If patients with complex aphthosis are to be included in the Behçet's disease spectrum, Dr. Lynch suggested the “Western” form of the disease be distinguished from the “Eastern” form, which he characterized as classic Behçet's disease.

He contrasted the two forms as follows:

▸ The Eastern form occurs along the “Silk Road” from Asia to Eastern Europe; the Western form presents in Western Europe and North America.

▸ Men outnumber women among patients with the Eastern form; women are more likely to be affected in the West.

▸ Central nervous system involvement occurs only in the Eastern form.

▸ Posterior eye inflammation often leads to blindness with the Eastern form of the condition. Anterior eye disease sometimes occurs with the Western form, but is less severe and rarely, if ever, leads to vision loss.

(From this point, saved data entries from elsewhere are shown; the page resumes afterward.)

PR #1472, opened 2023-12-20
Update to upstream v5.10.0

t0yv0:
Fixes https://github.com/pulumi/pulumi-gcp/issues/1455

This is a regular upstream update but has some hiccups preventing upgrade-provider automation from building this PR without intervention.

1. 0006 docs patch had a conflict, which I've resolved manually here

2. There is a new module "workbench" that needed manual configuration in resources.go

With these changes the provider builds for me in a straightforward way. Waiting for the CI check results.


iwahbe:
Looks like some data sources are missing docs:

```
error: failed to gather package metadata: problem gathering resources: 3 errors occurred:
	* could not find docs for resource 'google_workbench_instance_iam_binding'. Override the Docs property in the resource mapping. See type tfbridge.DocInfo for details.
	* could not find docs for resource 'google_workbench_instance_iam_member'. Override the Docs property in the resource mapping. See type tfbridge.DocInfo for details.
	* could not find docs for resource 'google_workbench_instance_iam_policy'. Override the Docs property in the resource mapping. See type tfbridge.DocInfo for details.
```

The current best practice is to manually confirm the docs are missing upstream, then set `DocInfo{AllowMissing: true}` on the effected resources.

t0yv0:
It's interesting that `make tfgen` worked locally, spot the differences ..

iwahbe:
> It's interesting that `make tfgen` worked locally, spot the differences ..

`upgrade-provider` sets `PULUMI_MISSING_DOCS_ERROR=true PULUMI_EXTRA_MAPPING_ERROR=true`, as does CI.

t0yv0:
Great pointer. This feels odd, so I filed  https://github.com/pulumi/ci-mgmt/issues/754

▸ The HLA-B51 haplotype is almost always positive with the Eastern form. People with this haplotype are much more likely to develop Behçet's disease if they live along the Silk Road (relative risk about 6.0) than in Western countries (relative risk about 1.5).

▸ Prognosis is poor in the East, good in the West.

Complex aphthosis has a nonspecific histology and is usually diagnosed by ruling out other conditions, according to Dr. Lynch. These ulcers can appear simultaneously in oral and genital locations, but are often independent of each other. “Almost always you will get a history of oral ulcers in the past, but they don't come out exactly at the same time,” he said.

Comparing aphthosis major ulcers to ordinary canker sores, Dr. Lynch said the former are larger, longer lasting, and more painful. The aphthosis ulcers also heal with some scarring and are more likely to appear on mucosa in women and on skin in men.

“There are no good age data, but in my own practice over the years I am impressed with number of very young women from age 13 to about 20 who develop this,” he said.

Dr. Lynch said most lesions respond within a few days to topical application of high potency steroids such as fluocinonide and clobetasol. He also recommended lidocaine or sucralfate for pain relief, and suggested 5 mg/cc of triamcinolone acetonide for larger ulcers and ulcers that do not respond to topical steroids.

For systemic therapy, Dr. Lynch proposed 7-10 days of treatment with systemic steroids. Dapsone, colchicine, pentoxifylline, and thalidomide can be effective for episodic treatment and prophylaxis, he said, warning against the use of thalidomide and other tumor necrosis factors in women who are of child-bearing age.